---------- SUPPLIED DATA ----------

PR #6266, opened 2021-09-22
Break all projectile targeting when you bribe a government

Amazinite:
**Feature:** This PR implements the feature request detailed and discussed in issue #2277.

## Feature Details
This PR changes the mechanics of bribing such that when you bribe a government, your projectiles and the projectiles of the government you bribed lose targeting and collision with one another. This prevents the frustrating scenario where you bribe a government that you are in combat with, and just after you have bribed them they become hostile again because projectiles that were in flight when you bribed the government hit their ships, once again provoking them into hostility.

Part of the code in this PR is copied over from #2878, particularly the mechanism for HailPanel using a callback through MainPanel to reach Engine.

## UI Screenshots
N/A

## Usage Examples
N/A

## Testing Done
Engaged in combat with a pirate who was using missiles while I was using missiles as well. Just before our missiles hit each other, I bribed the pirate and observed how the missiles that were about to impact passed right through each ship. This would be the case for all projectiles, not just missiles.

## Performance Impact
N/A (The projectile list is iterated through only once after bribing to break the targeting on the relevant projectiles. The projectile list is iterated through every frame for collision detection, so adding one more iteration for a single frame after bribing doesn't harm performance.)

## Additional Context
Should this change be seen as too powerful in allowing the player to cheat death (i.e. by bribing the government they're fighting just before receiving a killing blow), then a potential change could be to increasing the size of bribes with each subsequent bribe given to a specific government, at the very least within a single day but potentially over the course of a period of days, or simply increase the bribe costs in general.

It is important to note though that later game hostiles are unable to be bribed, so perhaps bribing being highly forgiving for early game combat is desirable.

### DIFF
--- a/source/Engine.h
+++ b/source/Engine.h
@@ -88,6 +88,10 @@ public:
 	void RClick(const Point &point);
 	void SelectGroup(int group, bool hasShift, bool hasControl);
 	
+	// Break targeting on all projectiles between the player and the given
+	// government; gov projectil0es stop targeting the player and player's
+	// projectiles stop targeting gov.
+	void BreakTargeting(const Government *gov);
 	
 private:
 	void EnterSystem();
--- a/source/Engine.cpp
+++ b/source/Engine.cpp
@@ -1127,6 +1127,24 @@ void Engine::SelectGroup(int group, bool hasShift, bool hasControl)
 
 
 
+// Break targeting on all projectiles between the player and the given
+// government; gov projectiles stop targeting the player and player's
+// projectiles stop targeting gov.
+void Engine::BreakTargeting(const Government *gov)
+{
+	const Government *playerGov = GameData::PlayerGovernment();
+	for(Projectile &projectile : projectiles)
+	{
+		const Government *projectileGov = projectile.GetGovernment();
+		const Government *targetGov = projectile.TargetGovernment();
+		if((projectileGov == playerGov && targetGov == gov)
+			|| (projectileGov == gov && targetGov == playerGov))
+			projectile.BreakTarget();
+	}
+}
+
+
+
 void Engine::EnterSystem()
 {
 	ai.Clean();
--- a/source/HailPanel.cpp
+++ b/source/HailPanel.cpp
@@ -40,8 +40,8 @@ using namespace std;
 
 
 
-HailPanel::HailPanel(PlayerInfo &player, const shared_ptr<Ship> &ship)
-	: player(player), ship(ship), sprite(ship->GetSprite()), facing(ship->Facing())
+HailPanel::HailPanel(PlayerInfo &player, const shared_ptr<Ship> &ship, function<void(const Government *)> callback)
+	: player(player), ship(ship), callback(callback), sprite(ship->GetSprite()), facing(ship->Facing())
 {
 	SetInterruptible(false);
 	
@@ -233,7 +233,11 @@ bool HailPanel::KeyDown(SDL_Keycode key, Uint16 mod, const Command &command, boo
 	bool shipIsEnemy = (ship && ship->GetGovernment()->IsEnemy());
 	
 	if(key == 'd' || key == SDLK_ESCAPE || key == SDLK_RETURN || (key == 'w' && (mod & (KMOD_CTRL | KMOD_GUI))))
+	{
+		if(callback)
+			callback(bribed);
 		GetUI()->Pop(this);
+	}
 	else if(key == 't' && hasLanguage && planet)
 	{
 		if(GameData::GetPolitics().HasDominated(planet))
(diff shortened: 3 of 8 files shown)


Pointedstick:
...Or perhaps an equally frustrating scenario where you bribe them, but their in-flight missiles still kill you. Nice.

source/Engine.h
```diff
@@ -88,6 +88,11 @@ class Engine {
 	void RClick(const Point &point);
 	void SelectGroup(int group, bool hasShift, bool hasControl);
 	
+	// Break targeting on all projectiles between the player and the given
+	// government; gov projectil0es stop targeting the player and player's
```
Amazinite, line 92:
```suggestion
	// government; gov projectiles stop targeting the player and player's
```

tehhowch:
So the previous PR, but just a pure buff to bribing?

Amazinite:
To my understanding, the previous PR only stopped projectile tracking, but projectile collision after bribing could still happen because the target government was not cleared, so #2878 still has the issue of becoming hostile because of collisions immediately after bribing.

And yes, this change goes both ways so that the player also doesn't need to dodge projectiles from the government they just bribed.

Amazinite:
If the concern is that buffing bribing without an associated nerf is too much, I do address that in the PR description:

> It is important to note though that later game hostiles are unable to be bribed, so perhaps bribing being highly forgiving for early game combat is desirable.

While there are multiple PRs open that seek to change game balance such that the early game isn't so unforgiving, particularly for interceptors and perhaps light warships, I don't imagine any of those will be done soon, and being insta-ganked in early game combat is are persistent complaint about the game. That's part of the reason why I've made it so that bribing breaks collision against the player. If the player doesn't want to deal with combat in the early game, then swiftly bribing pirates should perhaps *actually* remove the player from combat by breaking collision.

The other side of having collision break against the bribed government is entirely for the purpose of removing the frustrating scenario of attempting to bribe a government but being stuck in a cycle of bribing and provoking because your escorts have projectiles that are still in flight when you bribed. It's been pointed out that this behavior further incentivizes the use of lasers, a balance issue we've been wrestling with for a while, as lasers will instantly stop after bribing. While I don't imagine that everyone will suddenly start using projectile weapons and missiles after this change, this does take a step toward knocking lasers off their pedestal. 

I also think that it'd be better to buff now then nerf later as needed after seeing the results of the bribe buff as opposed to rolling a buff and a nerf together. Only change a single variable at a time and all that. But I certainly have some potential nerfs to bribing in mind should a nerf be seen as necessary after this change. The PR description mentions the idea of perhaps increasing the cost of bribes for each time you bribe within a given day/some period of time (this nerf particularly targets repeatedly bribing for easier ship capturing), but we could also increase the size of the bribe based off of how much hull the player's flagship has left until they are disabled. For example, if you bribe before your shields are down then you'd have no additional bribe multiplier, but should you bribe while your hull is 10% away from being disabled, or even when you're disabled, then the bribe size could increase be a significant amount, say 2 to 3 times higher for bribing while you're down, costing the player more for using bribes to survive as opposed to using them to simply avoid combat.

Pointedstick:
I don't think it's too much.

vitalchip:
I'm confused as to how the collisions are avoided?

When you set targetGovernment to nullptr; Won't this mean pGov evaluates to false in CollisionSet and the projectile will collide with anything?

 			// Check if this projectile can hit this object. If either the
			// projectile or the object has no government, it will always hit.
			const Government *iGov = it->body->GetGovernment();
			if(it->body != target && iGov && pGov && !iGov->IsEnemy(pGov))
				continue;

Zitchas (approved):
This is for the objective and currently described behavior of bribing also breaking projectile targeting, possibly even removing the possibility of said projectiles impacting at all. 

Having a "kill switch" to terminate missiles at the last second is a long standing facet of sci-fi, and the proposed benefits to early-game combat (especially making bribery a more useful way of dealing with pirates) is very worthwhile.

(I don't have a strong grasp of the code, so this approval doesn't apply to that)

Amazinite:
@vitalchip I'm not clearing the projectile's government, I'm clearing it's *target*Government.

Projectile is a Body.
https://github.com/endless-sky/endless-sky/blob/12163511ccd42853073800f31b8952d6aac8488e/source/Projectile.h#L37

Body::GetGovernment returns the government that fired the projectile. (i.e. the government that is being checked in the collision detection.)
https://github.com/endless-sky/endless-sky/blob/12163511ccd42853073800f31b8952d6aac8488e/source/Body.cpp#L190-L193

But Projectile::BreakTarget clears the *targetGovernment* not the *government*.
https://github.com/endless-sky/endless-sky/blob/12163511ccd42853073800f31b8952d6aac8488e/source/Projectile.cpp#L332-L337

vitalchip:
Right, I see the difference.  I still can't work out why clearing the targetGovernment stop the projectile from colliding but I'll take another look tomorrow, just for my curiosity and understanding.

Hyugat:
This is a very welcome addition. The broken bribing system was what really killed my enjoyment of permadeath runs for a while. I think that, for the most part, exploiting this system shouldn't be too much of an issue, since if you bribe a ship 10, 15, or however many times it takes to cheese capturing it, you've probably spent more money than that ship is worth anyways. It seems to me like a [suboptimal, unsustainable] strategy.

----------

:: WHAT THE TASK ASKS ::
Please copy each line of the records above in which the word "playerGov" can be found.

:: SOLUTION FOR THIS TASK ::
+	const Government *playerGov = GameData::PlayerGovernment();
+		if((projectileGov == playerGov && targetGov == gov)
+			|| (projectileGov == gov && targetGov == playerGov))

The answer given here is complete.